Scheherezade presents -- a Domestic Science Fiction production:

Out of the darkness // of the past
there is a legend // (oh yess!)

(from "TITANS" @ PPM,BBWolf 1975)

This page is dedicated to the old British rock/metal band, B B Wolf.

Formed in the late 1970s, 'Wolf eschewed commercial success big-time. Rather, their Manifesto cited unmitigated heavyness, alarming pomposity, and Jungian self-referential 'Jazz-metal'.

The original band members, John Wyant, Paul Martin, Willem Mecklenburg and Paddy O'Reilly, played the south coast "Parallel Realities" pub and college circuit until they released their first collection, "Parallel Universe: Epiphanies at Tiffanys" (unusually a live double, recorded at Tiffany's Bar in Southampton). BB Wolf relished the characterisation of their gigs in the music press as being a timewarp back to 1969 (and were flattered when a group of local journalists themselves formed the ironic counter-band "Warp '69").

Early influences:
Although homage to 1969 was never their intention, it is true that BB Wolf's primary influences seem to have been Hendrix and Black Sabbath. A contemporary interview reveals that the band's list of all-time most influential albums is dominated by early rock:

and indeed (Martin, in the same interview for Glen Eyre Radio):
"I refute vigourously that we are stuck in 1969. We are stuck in 1970. And I claim that this is not the dreadful fate some might imagine!

"What is the high point of western civilisation so far?

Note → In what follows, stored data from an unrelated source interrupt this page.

PR #139, opened 2024-11-29
Affine infinity fix

### LINKED ISSUE #137: Proofs with Bad Scalar format in MSM
**What does not work:** Groth16 verifier for some proofs (native, hinted, chunked), namely for proofs with a _bad_ public input.

**Bad Scalar:** If the 12-bit chunk representation of a scalar (public input) contains a 0 (zero) chunk, it fails. For example, that includes small public inputs starting with a few zero bits.

**The Reason:** The functions calculating alpha and bias, affine_double_line_coeff and affine_add_line_coeff, work with non-infinity curve points. However, infinity points are provided as inputs to these function in case of a bad scalar.

Affine curve points have x and y coordinates. Infinity should also have a representation, and it is given (x, y) = (0, 0), which does not actually correspond to a valid point.

- affine_add_line_coeff(infinity, infinity): attempts to divide by 0, fails at script generation stage.
- affine_add_line_coeff(infinity, a): works but gives wrong results because of the incorrect numerical representation of infinity. Script is generated, but fails with correct inputs.
- affine_double_line_coeff(infinity): attempts to add infinity to infinity, fails at script generation stage.

**A Possible Solution:** Adding if checks to both rust calculation part and scripts.

Hakkush-07:
This PR fixes the issue with affine infinity as the inputs of affine_add and affine_double functions. Also, T+(2^w-1)T logic is changed to w times doubling in G1 scalar multiplication. Slightly (around %6) increases the script size. This error occurs mainly for small public inputs so some tests covering this are added. Closes #137

### DIFF
--- a/src/bn254/curves.rs
+++ b/src/bn254/curves.rs
@@ -1534,14 +1534,7 @@ impl G1Affine {
                     let point_after_double = trace_iter.next().unwrap();
                     let double_loop = script! {
                         // check before usage
-                        { G1Affine::is_zero_keep_element() }
-                        OP_NOTIF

What is the pinnacle towards which we might claim we were all working, if we felt the need to ascribe a singular, justificatory point to it all? Perhaps you say 'there is no such point - it's more complicated that that'. But if there _were_ such a point, you wouldn't want to have missed it, would you!? For me it is simple. I would nominate The Isle of Wight version of Red House.

"The tools Hendrix uses there nominally to deconstruct the blues, he leaves lying in your mind at the end. This set of tools is adequate to deconstruct every mode of western art upon which the contemporary musical theory was built - that is, essentially, all western art. If you apply it, pretty much anywhere, the energy which haemorrhages from the pieces is plenty for our band's artistic purposes. I note that Hendrix, undoubtedly the most influential of modern musicians, died shortly after creating this masterpiece. I claim that no guitarist born since Hendrix died has demonstrated 'the spark'." There is nothing wrong, therefore, with 1970!!